PR #2654, opened 2026-05-15
RcStringPtr and RcArrayPtr

mikea:


c++/src/kj/array.h
```diff
@@ -22,13 +22,69 @@
...
+
+  inline ArrayPtr<T> asPtr() { return ptr; }
+  inline ArrayPtr<const T> asPtr() const { return ptr; }
+
+  inline RcArrayPtr clone() { return *this; }
+  inline RcArrayPtr clone() const requires (isConst<T>()) { return *this; }
+
+private:
+  ArrayPtr<T> ptr;
+  mutable Rc<RefcountedWrapper<Array<T>>> storage;
```
kentonv, line 85: This shouldn't be mutable and `clone()` shouldn't support `const` since it isn't thread-safe.

c++/src/kj/array.h
```diff
@@ -22,13 +22,69 @@
...
 
 KJ_BEGIN_HEADER
 
 namespace kj {
 
+// =======================================================================================
+// RcArrayPtr
+
+template <typename T>
+class RcArrayPtr: public DisallowConstCopyIfNotConst<T> {
```
kentonv, line 37: Bikeshed: I'd probably call it `RcArray` or `ArrayRc` but not `RcArrayPtr` -- in KJ the `Ptr` suffix means "unowned" but that's not the case here.

c++/src/kj/string.h
```diff
@@ -325,6 +325,53 @@ class String {
...
+    return *this;
+  }
+
+  inline StringPtr asPtr() const { return ptr; }
+
+  inline RcStringPtr clone() const { return *this; }
+
+private:
+  StringPtr ptr;
+  mutable Rc<RefcountedWrapper<String>> storage;
```
kentonv, line 367: Might as well use ConstString instead of String since we're not allowing the content to be modified.

kentonv:
Oh I guess #2655 is expected to supersede this huh?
_ _ _
If a line in the records holds the word "asPtr", count it, then give only the total.

- TASK SOLUTION:
3